» Action item
The answer should consist of each line from the data below that includes "keys".

____ Input records

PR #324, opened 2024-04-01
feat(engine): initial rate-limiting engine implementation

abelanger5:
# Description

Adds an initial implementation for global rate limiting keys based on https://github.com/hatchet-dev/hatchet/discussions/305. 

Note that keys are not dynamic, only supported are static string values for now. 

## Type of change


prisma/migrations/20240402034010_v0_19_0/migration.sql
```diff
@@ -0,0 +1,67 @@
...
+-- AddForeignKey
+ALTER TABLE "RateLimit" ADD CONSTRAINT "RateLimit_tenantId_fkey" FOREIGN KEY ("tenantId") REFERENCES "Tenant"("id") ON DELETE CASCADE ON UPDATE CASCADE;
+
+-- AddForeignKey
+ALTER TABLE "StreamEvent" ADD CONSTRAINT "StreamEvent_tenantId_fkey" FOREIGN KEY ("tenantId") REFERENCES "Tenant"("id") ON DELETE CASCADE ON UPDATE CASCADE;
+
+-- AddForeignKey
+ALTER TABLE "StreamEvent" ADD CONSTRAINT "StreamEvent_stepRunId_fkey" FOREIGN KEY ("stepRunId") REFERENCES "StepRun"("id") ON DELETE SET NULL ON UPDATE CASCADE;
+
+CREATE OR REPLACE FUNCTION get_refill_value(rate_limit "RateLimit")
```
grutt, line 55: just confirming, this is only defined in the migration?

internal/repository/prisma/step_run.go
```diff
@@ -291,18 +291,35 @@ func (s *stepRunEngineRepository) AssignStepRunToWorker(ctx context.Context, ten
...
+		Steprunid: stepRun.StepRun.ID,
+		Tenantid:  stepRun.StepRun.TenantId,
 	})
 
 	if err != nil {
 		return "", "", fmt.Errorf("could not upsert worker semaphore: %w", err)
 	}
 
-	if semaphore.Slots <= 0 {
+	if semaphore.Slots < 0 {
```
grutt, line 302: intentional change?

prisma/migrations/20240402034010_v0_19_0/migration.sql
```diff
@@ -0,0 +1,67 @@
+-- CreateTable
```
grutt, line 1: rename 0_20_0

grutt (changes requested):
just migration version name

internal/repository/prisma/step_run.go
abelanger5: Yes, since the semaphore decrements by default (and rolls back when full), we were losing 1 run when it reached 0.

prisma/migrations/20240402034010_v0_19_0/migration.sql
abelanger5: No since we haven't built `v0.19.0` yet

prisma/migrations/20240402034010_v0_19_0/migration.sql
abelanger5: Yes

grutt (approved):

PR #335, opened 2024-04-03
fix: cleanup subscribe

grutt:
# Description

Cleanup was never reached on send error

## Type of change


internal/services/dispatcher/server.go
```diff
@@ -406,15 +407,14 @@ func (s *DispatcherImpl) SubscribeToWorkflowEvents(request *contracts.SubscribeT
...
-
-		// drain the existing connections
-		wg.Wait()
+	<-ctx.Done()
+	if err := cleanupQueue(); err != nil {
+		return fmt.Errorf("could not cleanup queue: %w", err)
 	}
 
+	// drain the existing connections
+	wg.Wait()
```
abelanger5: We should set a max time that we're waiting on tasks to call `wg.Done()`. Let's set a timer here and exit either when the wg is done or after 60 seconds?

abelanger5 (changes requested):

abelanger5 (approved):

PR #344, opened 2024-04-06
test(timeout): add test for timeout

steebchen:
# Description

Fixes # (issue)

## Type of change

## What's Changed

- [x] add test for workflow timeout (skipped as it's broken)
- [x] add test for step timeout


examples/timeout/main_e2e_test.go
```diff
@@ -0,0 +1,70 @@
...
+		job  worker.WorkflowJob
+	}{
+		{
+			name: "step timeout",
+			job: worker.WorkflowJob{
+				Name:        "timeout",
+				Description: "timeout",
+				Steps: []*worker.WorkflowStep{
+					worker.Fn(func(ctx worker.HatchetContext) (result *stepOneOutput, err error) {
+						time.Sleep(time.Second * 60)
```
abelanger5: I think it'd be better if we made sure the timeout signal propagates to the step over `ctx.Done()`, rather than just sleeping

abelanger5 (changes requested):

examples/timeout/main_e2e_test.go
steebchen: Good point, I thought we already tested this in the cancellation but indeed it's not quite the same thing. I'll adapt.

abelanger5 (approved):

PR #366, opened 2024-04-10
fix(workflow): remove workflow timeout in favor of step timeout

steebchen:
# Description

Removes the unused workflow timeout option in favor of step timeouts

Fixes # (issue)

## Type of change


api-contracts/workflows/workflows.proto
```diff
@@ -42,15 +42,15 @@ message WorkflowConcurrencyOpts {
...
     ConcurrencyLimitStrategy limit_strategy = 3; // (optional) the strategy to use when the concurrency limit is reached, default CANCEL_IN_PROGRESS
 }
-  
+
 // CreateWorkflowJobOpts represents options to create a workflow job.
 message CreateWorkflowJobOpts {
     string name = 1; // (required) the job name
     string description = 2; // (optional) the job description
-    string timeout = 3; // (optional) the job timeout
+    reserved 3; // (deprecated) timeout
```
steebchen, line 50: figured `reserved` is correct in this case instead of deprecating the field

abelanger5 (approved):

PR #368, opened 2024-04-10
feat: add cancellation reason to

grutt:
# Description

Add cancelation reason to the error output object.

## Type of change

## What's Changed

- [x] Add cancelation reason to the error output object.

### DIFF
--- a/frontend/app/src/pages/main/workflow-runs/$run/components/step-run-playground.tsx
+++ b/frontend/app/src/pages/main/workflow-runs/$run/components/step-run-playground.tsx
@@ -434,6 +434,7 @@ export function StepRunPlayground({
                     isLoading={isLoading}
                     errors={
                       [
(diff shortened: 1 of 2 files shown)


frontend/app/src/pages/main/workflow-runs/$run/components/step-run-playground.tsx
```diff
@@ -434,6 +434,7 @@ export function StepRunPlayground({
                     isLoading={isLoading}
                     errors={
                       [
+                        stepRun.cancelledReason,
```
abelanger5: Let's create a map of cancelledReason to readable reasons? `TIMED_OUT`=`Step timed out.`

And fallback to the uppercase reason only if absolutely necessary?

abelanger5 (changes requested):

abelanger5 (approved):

________

» Exercise output
Adds an initial implementation for global rate limiting keys based on https://github.com/hatchet-dev/hatchet/discussions/305. 
Note that keys are not dynamic, only supported are static string values for now. 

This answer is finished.